Melalui surat ini, izinkan saya menyampaikan kebingungan sekaligus kegelisahan terkait sebuah program yang diwajibkan kepada mahasiswa baru.
Ketika saya bertanya kepada anak saya, jawabannya justru membingungkan.
Ada istilah “Mahasantri A13 G3 Non Reguler”, lalu disebut pula kegiatan zikir dan shalawat di sebuah lembaga agama di Lambhuk, Banda Aceh.
Informasi yang beredar melalui pesan WhatsApp juga menegaskan bahwa mahasiswa diwajibkan hadir setiap malam Jumat, membeli modul fiqh seharga Rp20.000, serta menandatangani absensi.
Bahkan disebutkan tidak ada toleransi izin sakit, karena kegiatan dianggap wajib.
Saya mencoba mengonfirmasi kepada beberapa dosen UIN, namun mereka pun tidak dapat memberikan penjelasan yang memadai.
Sebagian dosen bahkan menyatakan keberatan, tetapi mahasiswa tetap mengikuti karena beredar kabar: “yang tidak ikut program ini tidak bisa sidang skripsi atau wisuda.”
Pak Rektor, keberatan utama saya bukan pada isi kegiatan, melainkan pada pelaksanaannya.
Halaqah atau zawiyah ini berlangsung malam hari dan di luar kampus.
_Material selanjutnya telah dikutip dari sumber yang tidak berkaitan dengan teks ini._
PR #1002, opened 2018-04-20
Add hb_face_get_count, a new API

ebraminio:
To be used on hb-sanitize (#950). Does that have a correct name?


TODO
```diff
@@ -27,8 +27,6 @@ API additions
 
 - Add query / enumeration API for aalt-like features?
 
-- SFNT api? get_num_faces?
```
ebraminio: Do we another things like `ot.get_tag` maybe? That particular one is just a detail I guess

src/hb-face.cc
```diff
@@ -178,10 +178,34 @@ hb_face_create (hb_blob_t    *blob,
...
+{
+  if (unlikely (!blob))
+    return 0;
+
+  hb_blob_t *sanitized = OT::Sanitizer<OT::OpenTypeFontFile> ().sanitize (blob);
+  const char *base = hb_blob_get_data (sanitized, nullptr);
+  if (unlikely (!base))
+    return 0;
+
+  return OT::CastP<OT::OpenTypeFontFile> (base)->get_face_count ();
```
behdad: No cast. Use the sanitizer LockInstance.

behdad:
I see how `hb_face_get_empty()` is badly named...  If doing again I would have renamed `hb_face_empty()`

TODO
behdad: No. We're good now that there's get_table_tags and this.

src/hb-face.cc
ebraminio: Done

src/main.cc
```diff
@@ -54,17 +54,14 @@ main (int argc, char **argv)
...
 
-  Sanitizer<OpenTypeFontFile> sanitizer;
-  hb_blob_t *font_blob = sanitizer.sanitize (blob);
-  const OpenTypeFontFile* sanitized = Sanitizer<OpenTypeFontFile>::lock_instance (font_blob);
-  if (sanitized == &Null (OpenTypeFontFile))
+  unsigned int num_fonts = hb_face_count (blob);
+  if (num_fonts == 0)
   {
-    printf ("Sanitization of the file wasn't successful. Exit");
+    printf ("No face has found on the file, or, sanitization of it wasn't successful. Exit\n");
```
ebraminio: Please see if the wording is OK, thanks.

src/hb-face.cc
```diff
@@ -34,6 +34,31 @@
...
+ **/
+unsigned int
+hb_face_count (hb_blob_t *blob)
+{
+  if (unlikely (!blob))
+    return 0;
+
+  hb_blob_t *sanitized = OT::Sanitizer<OT::OpenTypeFontFile> ().sanitize (blob);
+  const OT::OpenTypeFontFile& ot = *OT::Sanitizer<OT::OpenTypeFontFile>::lock_instance (sanitized);
+  if (unlikely (&ot == &OT::Null (OT::OpenTypeFontFile)))
```
behdad: You should not need this, right? The whole idea of the Null objects is that you don't need to check for them constantly. Null object should already return 0 face count.

ebraminio: Done. I guess it was used to make more sense on previous versions of the patch or not. Thanks

ebraminio:
PTAL

ebraminio:
Not fan of merging API/ABI changes but given its simplicity and is already reviewed I went ahead.

ebraminio:
Please let me know if you see any issue before the release.

behdad:
Does it compile?!

behdad:
lock_instance was moved to blob->as() IIRC.

ebraminio:
Fixed on 8220ef8a54, I should've rebased the change before the merge, my bad.

PR #1021, opened 2018-05-07
Set inline hidden flag only on shared library building

ebraminio:
To avoid need of CMP0063 which is not available on older CMake versions


ebraminio:
We should have a CMake 2.8.0 bot to check the compatibility.

PR #1108, opened 2018-07-24
Closure enhancements

behdad:


src/hb-ot-layout-gsub-table.hh
```diff
@@ -1261,13 +1266,6 @@ struct SubstLookup : Lookup
   template <typename context_t>
   static inline typename context_t::return_t dispatch_recurse_func (context_t *c, unsigned int lookup_index);
 
-  static inline hb_closure_context_t::return_t dispatch_closure_recurse_func (hb_closure_context_t *c, unsigned int lookup_index)
```
garretrieger: I believe this is still needed. My read of the code is that hb_closure_context_t::recurse doesn't call SubstLookup::closure , but instead ends up calling SubstLookup::dispatch directly and bypasses SubstLookup::closure. Thus we need to this method to check should_visit_lookup.

PR #1113, opened 2018-07-26
CFF/CFF2 subsetter

blueshade7:
Index, Dict structs
hooked up to hb-subset (takes CFF2, outputs empty CFF2)


src/hb-ot-cff2-table.hh
```diff
@@ -0,0 +1,386 @@
...
+
+struct cff2
+{
+  static const hb_tag_t tableTag        = HB_OT_TAG_cff2;
+
+  inline bool sanitize (hb_sanitize_context_t *c) const
+  {
+    TRACE_SANITIZE (this);
+    return_trace (c->check_struct (this) &&
+                  version.sanitize (c) &&
```
garretrieger: No need to call sanitize on version since it's of static size. The check_struct above will cover it.

src/hb-ot-cff2-table.hh
```diff
@@ -0,0 +1,386 @@
...
+        CFF2TopDict_Interpreter top_interp;
+        top_interp.init ();
+        top_interp.interpret (topDictStr, top);
+        top_interp.fini ();
+      }
+      
+      varStore = &OT::StructAtOffset<VariationStore>(cff2, top.vstoreOffset);
+      charStrings = &OT::StructAtOffset<CharStrings>(cff2, top.charStringsOffset);
+      fdArray = &OT::StructAtOffset<FDArray>(cff2, top.FDArrayOffset);
+      fdSelect = &OT::StructAtOffset<FDSelect>(cff2, top.FDSelectOffset);
```
garretrieger: As the comment below mentions you need to sanitize these to ensure it's safe to access the memory they point too.

src/hb-ot-cff2-table.hh
```diff
@@ -0,0 +1,386 @@
...
+      const OT::cff2 *cff2 = this->blob->as<OT::cff2> ();
+
+      if (cff2 == &Null(OT::cff2))
+      {
+        hb_blob_destroy (blob);
+        return;
+      }
+
+      { /* parse top dict */
+        ByteStr topDictStr (cff2 + cff2->topDict, cff2->topDictSize);
```
garretrieger: Needs to be sanitized to ensure memory is within the blob.

garretrieger:
The bots are failing with:

"Ouch, header file hb-ot-cff-common-private.hh does not have correct preprocessor guards
FAIL check-header-guards.sh (exit status: 1)"

Please fix.

src/hb-ot-cff2-table.hh
blueshade7: Added a sanitize call

src/hb-ot-cff2-table.hh
blueshade7: Added a sanitize call to each if not Null

src/hb-ot-cff2-table.hh
blueshade7: fixed

src/hb-ot-cff-common-private.hh
```diff
@@ -0,0 +1,475 @@
...
+
+/* CFF INDEX */
+struct Index
+{
+  inline bool sanitize (hb_sanitize_context_t *c) const
+  {
+    TRACE_SANITIZE (this);
+    return_trace (c->check_struct (this) && offSize >= 1 && offSize <= 4 &&
+                  c->check_array (offsets, offSize, count + 1) &&
+                  c->check_array (data_base (), 1, offset_at (count)));
```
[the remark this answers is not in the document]
blueshade7: Added & used a function max_offset as suggested, but later realized better to verify offsets are in the increasing order which should make a better check.

ebraminio:
Please remove "build/*" folder from your patch, thanks.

Sebagian peserta adalah remaja putri yang baru lulus dari pesantren, belum terbiasa keluar malam.
Ada pula yang tinggal jauh, di Darussalam, Kajhu, Keutapang, hingga Indrapuri.
Bukankah hal ini berisiko bagi keselamatan mereka?
:quality(30):format(webp):focal(0.5x0.5:0.5x0.5)/aceh/foto/bank/originals/Kemacetan-di-lambhuk.jpg)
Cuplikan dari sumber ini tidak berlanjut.